(Exercise inputs begins)

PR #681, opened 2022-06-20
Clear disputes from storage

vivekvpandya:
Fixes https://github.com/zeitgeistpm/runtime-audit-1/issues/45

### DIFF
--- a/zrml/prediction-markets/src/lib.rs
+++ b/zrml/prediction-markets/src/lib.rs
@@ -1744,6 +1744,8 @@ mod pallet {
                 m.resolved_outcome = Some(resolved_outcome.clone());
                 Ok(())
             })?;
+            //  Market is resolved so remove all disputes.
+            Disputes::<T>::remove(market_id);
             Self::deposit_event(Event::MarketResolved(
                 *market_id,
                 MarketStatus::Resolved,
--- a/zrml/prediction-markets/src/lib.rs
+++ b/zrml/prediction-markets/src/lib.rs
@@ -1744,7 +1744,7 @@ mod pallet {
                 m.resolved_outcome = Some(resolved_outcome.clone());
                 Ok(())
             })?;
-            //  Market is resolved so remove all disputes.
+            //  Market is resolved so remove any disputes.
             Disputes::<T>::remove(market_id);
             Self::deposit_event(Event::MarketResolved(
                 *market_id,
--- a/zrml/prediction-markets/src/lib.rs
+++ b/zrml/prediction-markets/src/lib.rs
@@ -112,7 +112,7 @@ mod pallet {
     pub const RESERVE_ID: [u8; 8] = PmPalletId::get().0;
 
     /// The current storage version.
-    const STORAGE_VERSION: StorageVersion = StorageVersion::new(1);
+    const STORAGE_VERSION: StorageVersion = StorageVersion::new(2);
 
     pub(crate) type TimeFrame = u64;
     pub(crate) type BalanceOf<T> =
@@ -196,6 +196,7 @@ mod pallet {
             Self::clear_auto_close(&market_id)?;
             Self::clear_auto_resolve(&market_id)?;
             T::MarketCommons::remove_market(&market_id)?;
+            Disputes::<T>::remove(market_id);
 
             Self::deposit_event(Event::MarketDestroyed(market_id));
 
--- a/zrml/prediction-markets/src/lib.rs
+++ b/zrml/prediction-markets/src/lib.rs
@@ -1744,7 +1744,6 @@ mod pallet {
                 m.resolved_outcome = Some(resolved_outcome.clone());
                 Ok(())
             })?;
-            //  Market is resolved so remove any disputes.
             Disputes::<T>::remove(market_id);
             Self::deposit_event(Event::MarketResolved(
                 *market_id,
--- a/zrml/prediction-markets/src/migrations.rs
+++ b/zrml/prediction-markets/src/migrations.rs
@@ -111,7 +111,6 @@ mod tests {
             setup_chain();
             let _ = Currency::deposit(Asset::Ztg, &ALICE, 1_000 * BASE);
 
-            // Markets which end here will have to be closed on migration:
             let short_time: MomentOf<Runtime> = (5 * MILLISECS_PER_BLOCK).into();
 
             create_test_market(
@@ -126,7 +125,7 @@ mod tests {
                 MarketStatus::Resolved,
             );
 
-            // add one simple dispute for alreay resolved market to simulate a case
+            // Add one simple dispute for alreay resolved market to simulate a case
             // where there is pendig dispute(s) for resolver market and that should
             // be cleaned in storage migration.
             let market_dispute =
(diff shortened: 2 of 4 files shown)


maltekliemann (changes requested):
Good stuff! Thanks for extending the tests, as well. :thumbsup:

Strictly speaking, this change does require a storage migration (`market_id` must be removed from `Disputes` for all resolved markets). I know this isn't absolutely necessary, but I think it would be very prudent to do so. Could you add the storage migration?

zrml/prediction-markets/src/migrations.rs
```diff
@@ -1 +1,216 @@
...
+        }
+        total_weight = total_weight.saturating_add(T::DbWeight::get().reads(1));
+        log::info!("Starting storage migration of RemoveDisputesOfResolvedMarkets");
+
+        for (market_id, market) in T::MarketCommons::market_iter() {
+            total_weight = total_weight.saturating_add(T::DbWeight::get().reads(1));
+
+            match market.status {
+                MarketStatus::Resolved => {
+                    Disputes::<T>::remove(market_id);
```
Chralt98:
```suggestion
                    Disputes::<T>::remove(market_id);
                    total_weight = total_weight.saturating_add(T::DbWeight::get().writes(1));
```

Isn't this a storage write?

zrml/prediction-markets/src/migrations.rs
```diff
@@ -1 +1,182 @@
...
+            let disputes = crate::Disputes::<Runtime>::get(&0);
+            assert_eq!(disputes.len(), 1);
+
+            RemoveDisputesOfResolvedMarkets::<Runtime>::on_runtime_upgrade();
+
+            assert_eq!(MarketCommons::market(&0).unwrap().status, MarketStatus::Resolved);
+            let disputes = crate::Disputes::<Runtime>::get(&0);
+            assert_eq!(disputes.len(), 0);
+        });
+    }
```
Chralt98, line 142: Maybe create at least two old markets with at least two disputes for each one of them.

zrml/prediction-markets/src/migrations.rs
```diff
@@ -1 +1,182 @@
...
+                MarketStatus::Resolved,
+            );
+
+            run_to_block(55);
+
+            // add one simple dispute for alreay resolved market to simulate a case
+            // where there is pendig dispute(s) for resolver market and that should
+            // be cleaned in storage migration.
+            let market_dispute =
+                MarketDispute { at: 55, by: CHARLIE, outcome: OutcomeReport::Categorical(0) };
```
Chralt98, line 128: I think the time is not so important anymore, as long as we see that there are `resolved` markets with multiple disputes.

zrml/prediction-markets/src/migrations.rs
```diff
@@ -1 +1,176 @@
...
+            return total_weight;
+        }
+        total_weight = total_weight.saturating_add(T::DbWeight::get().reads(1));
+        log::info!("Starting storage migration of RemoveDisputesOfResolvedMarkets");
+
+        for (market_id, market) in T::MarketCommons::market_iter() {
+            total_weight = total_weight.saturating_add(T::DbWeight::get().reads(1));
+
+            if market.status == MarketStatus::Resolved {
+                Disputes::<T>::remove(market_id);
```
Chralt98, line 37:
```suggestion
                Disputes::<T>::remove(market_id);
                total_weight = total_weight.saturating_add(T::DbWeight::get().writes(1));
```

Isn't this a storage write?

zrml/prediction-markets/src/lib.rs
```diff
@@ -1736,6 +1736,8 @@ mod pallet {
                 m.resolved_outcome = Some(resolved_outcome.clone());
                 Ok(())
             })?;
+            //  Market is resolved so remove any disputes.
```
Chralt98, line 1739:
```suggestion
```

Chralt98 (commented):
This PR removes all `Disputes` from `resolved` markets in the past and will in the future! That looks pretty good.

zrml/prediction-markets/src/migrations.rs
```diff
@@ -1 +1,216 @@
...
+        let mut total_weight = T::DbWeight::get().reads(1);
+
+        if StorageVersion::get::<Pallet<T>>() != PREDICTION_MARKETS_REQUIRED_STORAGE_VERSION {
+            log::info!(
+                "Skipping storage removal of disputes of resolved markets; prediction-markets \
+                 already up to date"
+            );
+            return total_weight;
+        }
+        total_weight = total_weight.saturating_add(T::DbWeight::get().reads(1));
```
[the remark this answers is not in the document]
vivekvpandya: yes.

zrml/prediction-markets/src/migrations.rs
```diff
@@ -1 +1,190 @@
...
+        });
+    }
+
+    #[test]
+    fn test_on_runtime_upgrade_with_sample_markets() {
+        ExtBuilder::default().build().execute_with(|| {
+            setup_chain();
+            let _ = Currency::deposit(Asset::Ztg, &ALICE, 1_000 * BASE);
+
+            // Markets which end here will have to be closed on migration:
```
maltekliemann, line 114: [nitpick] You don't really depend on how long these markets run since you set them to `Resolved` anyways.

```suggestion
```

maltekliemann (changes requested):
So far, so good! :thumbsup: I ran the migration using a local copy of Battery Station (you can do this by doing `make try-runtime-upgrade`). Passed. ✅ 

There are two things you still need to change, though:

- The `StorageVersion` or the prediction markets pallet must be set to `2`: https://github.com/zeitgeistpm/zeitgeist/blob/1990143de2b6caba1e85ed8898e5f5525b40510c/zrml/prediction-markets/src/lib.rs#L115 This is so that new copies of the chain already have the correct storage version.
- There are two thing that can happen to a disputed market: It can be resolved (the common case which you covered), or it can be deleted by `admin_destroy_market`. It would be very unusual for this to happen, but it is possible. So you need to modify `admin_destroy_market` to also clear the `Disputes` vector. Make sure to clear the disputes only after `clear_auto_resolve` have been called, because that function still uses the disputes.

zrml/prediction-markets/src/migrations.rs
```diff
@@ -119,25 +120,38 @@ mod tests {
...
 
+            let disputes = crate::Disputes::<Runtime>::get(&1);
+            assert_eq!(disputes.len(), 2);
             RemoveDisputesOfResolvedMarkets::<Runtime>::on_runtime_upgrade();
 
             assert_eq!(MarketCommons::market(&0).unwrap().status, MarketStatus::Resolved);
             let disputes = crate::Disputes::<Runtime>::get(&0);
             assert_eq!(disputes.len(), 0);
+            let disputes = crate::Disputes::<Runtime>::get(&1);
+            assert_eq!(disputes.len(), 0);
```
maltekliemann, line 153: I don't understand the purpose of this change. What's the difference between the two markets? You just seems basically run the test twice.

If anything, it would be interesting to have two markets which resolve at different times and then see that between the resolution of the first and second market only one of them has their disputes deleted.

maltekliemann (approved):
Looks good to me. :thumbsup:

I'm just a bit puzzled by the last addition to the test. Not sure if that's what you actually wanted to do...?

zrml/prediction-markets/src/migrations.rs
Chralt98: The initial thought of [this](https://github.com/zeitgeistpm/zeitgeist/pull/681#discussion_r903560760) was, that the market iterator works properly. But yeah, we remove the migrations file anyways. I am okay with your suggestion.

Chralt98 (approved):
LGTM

(Exercise inputs ends)

* _Aim of the exercise_: Look over the entries above. Copy every line that contains the word "closed".

* _Your response_:
-            // Markets which end here will have to be closed on migration:
+            // Markets which end here will have to be closed on migration:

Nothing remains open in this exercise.